Die Elternsicht wurde anhand einer prospektiv angelegten querschnittbasierten quantitativen Fragebogenstudie erhoben, mit Vergleich der elterlichen Präferenzen zum Überbringen schlechter Nachrichten mit ihren tatsächlichen Erfahrungen und Erfassung der Gesprächsqualität (Wege et al., 2023a).
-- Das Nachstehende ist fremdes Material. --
PR #723, opened 2019-08-14
Bugfix 722 Make the default seed produce varying results again

### LINKED ISSUE #722: Default Random Seed Doesn't Work As Expected
#### Description:

Default random seed of -1 returns consistent results for each evaluation and not the varying results expected by the documentation and tests.  This is causing upstream tests to fail blocking development of the core Stan code.

#### Reproducible Steps:

./runCmdStanTests.py src/test/interface/command_test.cpp

fails for the v2.20.0 tag [OS X 10.12.6, Apple LLVM version 9.0.0 (clang-900.0.39.2)].

The behavior can also be reproduced by running a model, say
```
parameters {
  real x[50];
}

model {
  x ~ normal(0, 1);
}
```
with default settings and examining the resulting output.csv files.

#### Current Output:

Failing tests.

#### Expected Output:

Not failing tests.

#### Additional Information:

I can't find any documentation in the Boost online docs or the 1.69 code currently in Stan that states that seed=-1 yielding random behavior is supported so I can't verify expected behavior.

#### Current Version:
v2.20.0

rok-cesnovar:
#### Submisison Checklist

#### Summary:

This fixes #722 by casting the calculated value for the random seed to an unsigned int. The time difference used for the random seed was previously assigned to an integer which produced a negative seed. This caused consistent results with the default seed of -1 on all runs.

The other solution to the same problem would be to replace 
`(boost::posix_time::microsec_clock::universal_time() - boost::posix_time::ptime(boost::posix_time::min_date_time)).total_milliseconds();` with something that returns only positive ints

#### Intended Effect:

The default seed of -1 should produce varying results.

#### How to Verify:

Run `command_test.hpp`

#### Side Effects:

/

#### Documentation:

/

#### Copyright and Licensing

Rok Češnovar, Univ. of Ljubljana

### DIFF
--- a/src/cmdstan/command.hpp
+++ b/src/cmdstan/command.hpp
@@ -121,8 +121,11 @@ namespace cmdstan {
       return err_code;
 
     int_argument* random_arg = dynamic_cast<int_argument*>(parser.arg("random")->arg("seed"));
+    unsigned int random_seed;
     if (random_arg->is_default()) {
-      random_arg->set_value((boost::posix_time::microsec_clock::universal_time() - boost::posix_time::ptime(boost::posix_time::min_date_time)).total_milliseconds());
+      random_seed = (boost::posix_time::microsec_clock::universal_time() - boost::posix_time::ptime(boost::posix_time::min_date_time)).total_milliseconds();
+    } else {
+      random_seed = static_cast<unsigned int>(random_arg->value());
     }
     parser.print(info);
     info();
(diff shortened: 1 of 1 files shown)


rok-cesnovar:
@betanalpha @mitzimorris @bob-carpenter @syclik Does anyone have time to review this? This issue   is blocking development on Math and Stan as its causing develop to fail.

PR #733, opened 2019-09-19
Substitute backslashes with slashes for stanc arguments

### LINKED ISSUE #720: Backslash in paths generates C++ error
#### Summary:

I am using cmdStan in Julia in Windows 10. I apologize if this is a Julia related error. What happens is that when Stan generates the file for C++ it uses backslash in the file path, and this makes C++ throw an error.

#### Description:

I am not sure if this is an issue with cmdstan or stan.jl, so if I am opening the issue in the wrong place I apologize.

I am using Julia 1.0.0, cmdStan 2.20.0 and all packages on Julia are up to date. I am using Windows and did the whole work of using RTools to make cmdStan work.

I am using the Bernoulli example that is [in the documentation](https://stanjulia.github.io/Stan.jl/latest/WALKTHROUGH.html). It throws an error and the log says:

```
C:/Users/User/Documents/GitHub/Julia-Para-Economistas/tmp/bernoulli.hpp:21:37: error: incomplete universal character name \U
     reader.add_event(13, 11, "end", "C:\Users\User\Documents\GitHub\Julia-Para-Economistas\tmp\bernoulli.stan");
```

The issue is that for the paths, like `"C:\Users\User\Documents\GitHub\Julia-Para-Economistas\tmp\bernoulli.stan"`, stan is using backslash. Going in the bernoulli.hpp file and changing the backslash in the paths to slash solves the problem. 

So, the question is how do I make cmdStan make this change automatically? Is this an Julia issue or a cmdStan problem?

#### Reproducible Steps:

It is in Julia:

```
using CmdStan
using Mamba
using Cairo

set_cmdstan_home!("C:\\Users\\User\\Downloads\\cmdstan-2.20.0")

bernoullistanmodel = "
data { 
  int<lower=0> N; 
  int<lower=0,upper=1> y[N];
} 
parameters {
  real<lower=0,upper=1> theta;
} 
model {
  theta ~ beta(1,1);
    y ~ bernoulli(theta);
}"

stanmodel = Stanmodel(name="bernoulli", model=bernoullistanmodel)

bernoullidata = Dict("N" => 10, "y" => [0, 1, 0, 1, 0, 0, 0, 0, 0, 1])

rc, sim1 = stan(stanmodel, [bernoullidata], 
"C:\\Users\\User\\Documents\\GitHub\\Julia-Para-Economistas")
```

You can use Stan instead of CmdStan packages, both generate the same error

#### Current Output:

Julia throws _An error has occurred_. The log shows the following error:

```C:/Users/User/Documents/GitHub/Julia-Para-Economistas/tmp/bernoulli.hpp:21:37: error: incomplete universal character name \U
     reader.add_event(13, 11, "end", "C:\Users\User\Documents\GitHub\Julia-Para-Economistas\tmp\bernoulli.stan");
```

#### Expected Output:

Model should be estimated correctly, as it is when I change the paths by hand. 

#### Additional Information:

Maybe I did something wrong when I installed it? It took me a while to get cmdStan to find g++ in RTools so it could compile something. I am not sure if I did something wrong during installation and if it is necessary, I can describe every step I took during instalation. 

#### Current Version:
v2.20.0

Thanks in advance!

rok-cesnovar:
#### Submisison Checklist

#### Summary:

Fixes #720 by replacing \ with / in the path arguments to stanc. It will replace `\\` with `//` but that is not an issue. I am not sure how relevant the issue is given that Stanc3 is really really close and the issue might be solved there, but its still worth fixing I guess. Its better to have this fixed on the interface level anyways I think.

EDIT: Although a fix on the Stan compiler level is a solution for all interface so idk

#### Intended Effect:

Fix the backslash bug for Windows.

#### How to Verify:

Try to compile the bernoulli example on Windows with absolute paths and backslashes or double backslashes in the path to the .stan file.

#### Side Effects:

There should not be any side effects. A minor one is that we try a substitution even on linux and mac where \ or `\\` ar not valid path characters. If this is a problem I can add an if to only do this on Windows.

#### Copyright and Licensing

Please list the copyright holder for the work you are submitting (this will be you or your assignee, such as a university or company): Rok Češnovar, University of Ljubljana

### DIFF
--- a/make/program
+++ b/make/program
@@ -30,7 +30,7 @@ endif
 %.hpp : %.stan bin/stanc$(EXE)
 	@echo ''
 	@echo '--- Translating Stan model to C++ code ---'
-	$(WINE) bin/stanc$(EXE) $(STANCFLAGS) --o=$@ $<
+	$(WINE) bin/stanc$(EXE) $(STANCFLAGS) --o=$(subst  \,/,$@) $(subst  \,/,$<)
 
 
 .PRECIOUS: %.hpp


seantalts:
Doesn't hurt to fix it here too, as long as the old and new compiler can deal with Linux paths when on Windows. Would you mind testing with the stanc3 stanc dropped in to `bin/stanc` as well? From here: https://github.com/stan-dev/stanc3/releases/tag/v1.0.0-rc3

rok-cesnovar:
I tested it and stanc3 has the same issue and the same fix works so we are good.

I had issues that the stanc exe was overwritten every time so I had to comment that part of makefiles out. But that is a separate issue we will handle later..

seantalts:
Weird! Sounds like the dependencies aren't working on Windows. Very good to
know.

rok-cesnovar:
I will take a look in the evening to see if I can find a simple fix.

rok-cesnovar:
The stanc3 dependency issue is not happening on the stanc3-switch branch so we are fine on that front and this fix works for both.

Zudem wurde untersucht, ob sich die psychische Gesundheit von Eltern und ihre Beziehung zu Ärzt*innen in Abhängigkeit von ihrem Bildungsstand im Kontext des Überbringens schlechter Nachrichten unterschied (Wege et al., 2023b). Der für die Elternbefragung konzipierte Fragebogen orientierte sich an den einzelnen SPIKES-Komponenten, sowie vorangegangenen Expert*innen- und Elterninterviews (Wege et al., 2023a).
Die Mehrheit der elterlichen Präferenzen für das Überbringen schlechter Nachrichten unterschied sich bedeutsam von ihren berichteten Erfahrungen mit ärztlichen Aufklärungsgesprächen. Die Gesprächsqualität, in Form von Zufriedenheit, korrelierte am stärksten mit einer mitfühlenden Art des Arztes/der Ärzt*in, sowie einer verständlichen Erklärung der Erkrankung des Kindes (Wege et al., 2023a). Eltern mit niedrigerem Bildungsstand berichteten signifikant weniger Vertrauen in die Ärzt*innen sowie ein geringeres Gefühl von Sicherheit aufgrund des Gesprächs, in welchem schlechte Nachrichten überbracht wurden, als Eltern mit höherem Bildungsstand. Beide Gruppen berichteten von großer Erschöpfung sowie höherer Hilflosigkeit im Vergleich zur Normgruppe. Depressivität und Ängstlichkeit waren im Vergleich zur Allgemeinbevölkerung für beide Gruppen erhöht. Die Möglichkeit Fragen zu stellen korrelierte bei allen Eltern hoch mit der durch das Gespräch vermittelten Orientierung und Sicherheit. Nur bei weniger gebildeten Eltern korrelierte das Sicherheitsgefühl hoch mit der im Gespräch vermittelten Hoffnung (Wege et al., 2023b). Ärzt*innen sollten daher neben der Vermittlung von Informationen darauf achten, auch Hoffnung zu vermitteln.